Advantages of Automated Trading Systems

There is a long list of advantages to having a computer monitor the markets for trading opportunities and execute the trades, including:

  • Minimize Emotions. Automated trading systems minimize emotions throughout the trading process. By keeping emotions in check, traders typically have an easier time sticking to the plan. Since trade orders are executed automatically once the trade rules have been met, traders will not be able to hesitate or question the trade. In addition to helping traders who are afraid to "pull the trigger", automated trading can curb those who are apt to overtrade buying and selling at every perceived opportunity.
  • Ability to Backtest. Backtesting applies trading rules to historical market data to determine the viability of the idea. When designing a system for automated trading, all rules need to be absolute, with no room for interpretation (the computer cannot make guesses it has to be told exactly what to do). Traders can take these precise sets of rules and test them on historical data before risking money in live trading. Careful backtesting allows traders to evaluate and fine-tune a trading idea, and to determine the system's expectancy the average amount that a trader can expect to win (or lose) per unit of risk. (We offer some tips on this process that can help refind your current trading strategies. For more, see Backtesting: Interpreting the Past.)
  • Preserve Discipline. Because the trade rules are established and trade execution is performed automatically, discipline is preserved even in volatile markets. Discipline is often lost due to emotional factors such as fear of taking a loss, or the desire to eke out a little more profit from a trade. Automated trading helps ensure that discipline is maintained because the trading plan will be followed exactly. In addition, pilot-error is minimized, and an order to buy 100 shares will not be incorrectly entered as an order to sell 1,000 shares.
  • Achieve Consistency. One of the biggest challenges in trading is to plan the trade and trade the plan. Even if a trading plan has the potential to be profitable, traders who ignore the rules are altering any expectancy the system would have had. There is no such thing as a trading plan that wins 100% of the time losses are a part of the game. But losses can be psychologically traumatizing, so a trader who has two or three losing trades in a row might decide to skip the next trade. If this next trade would have been a winner, the trader has already destroyed any expectancy the system had. Automated trading systems allow traders to achieve consistency by trading the plan. (It's impossible to avoid disaster without trading rules. For more, see 10 Steps to Building a Winning Trading Plan.)

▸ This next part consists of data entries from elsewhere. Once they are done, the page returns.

PR #245, opened 2019-02-04
Create an endpoint to list tokens for given user.

Buwujiu:


src/main/java/bio/overture/ego/controller/TokenController.java
```diff
@@ -98,9 +98,12 @@ public TokenController(@NonNull TokenService tokenService) {
     return format("Token '%s' is successfully revoked!", token);
   }
 
-  @ResponseBody
-  List<TokenResponse> listTokens(@RequestHeader(value = "Authorization") String authorization) {
-    return null;
+  @RequestMapping(method = RequestMethod.GET, value = "/list_token")
```
andricDu: lets rename this to just token.

This way we get proper REST usaged with GET, POST, and DELTE for /token.

I realize now the check_token endpoint must be confusing you. The reason that exists is for backwards compatibility with ICGC.

andricDu: I think you are missing the annotation `@AdminScoped` to make sure only an admin user or application can list this.

Buwujiu:
ticket #245

andricDu:
Thanks!

PR #284, opened 2019-03-01
revokeToken endpoint changes.

Buwujiu:


src/main/java/bio/overture/ego/service/TokenService.java
```diff
@@ -345,23 +351,39 @@ public TokenScopeResponse checkToken(String authToken, String token) {
...
+  }
 
-    log.info(format("validating if user '%s' has permission to revoke token.", str(userId)));
-    if (userService.isAdmin(user) && userService.isActiveUser(user)) {
-      revokeToken(tokenName);
+  private void revokeTokenAsUser(String tokenName) {
+    val token =
+        findByTokenString(tokenName)
+            .orElseThrow(() -> new InvalidTokenException("Token not found! "));
+    if (userService.isAdmin(token.getOwner()) && userService.isActiveUser(token.getOwner())) {
```
andricDu: We should be checking if the current principal (requesting user) is an admin, not the token owner.

andricDu:
Thanks!

PR #309, opened 2019-03-18
301 revoke tokens on permission

andricDu:
Tokens revoked correctly when resolved scopes for a user change and make existing tokens invalid.


andricDu:
Two changes:
1. On group deletes, verify tokens of users who were part of group
2. On user delete, revoke tokens

andricDu:
@rtisma does it make sense to cascade deletes of users to their tokens?

PR #917, opened 2025-01-28
Fix date range picker

nafiz1001:


UlysseFG (approved):
Cannot replicate the issue anymore.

  • Improved Order Entry Speed. Since computers respond immediately to changing market conditions, automated systems are able to generate orders as soon as trade criteria are met. Getting in or out of a trade a few seconds earlier can make a big difference in the trade's outcome. As soon as a position is entered, all other orders are automatically generated, including protective stop losses and profit targets. Markets can move quickly, and it is demoralizing to have a trade reach the profit target or blow past a stop loss level before the orders can even be entered. An automated trading system prevents this from happening.
  • Diversify Trading. Automated trading systems permit the user to trade multiple accounts or various strategies at one time. This has the potential to spread risk over various instruments while creating a hedge against losing positions. What would be incredibly challenging for a human to accomplish is efficiently executed by a computer in a matter of milliseconds. The computer is able to scan for trading opportunities across a range of markets, generate orders and monitor trades.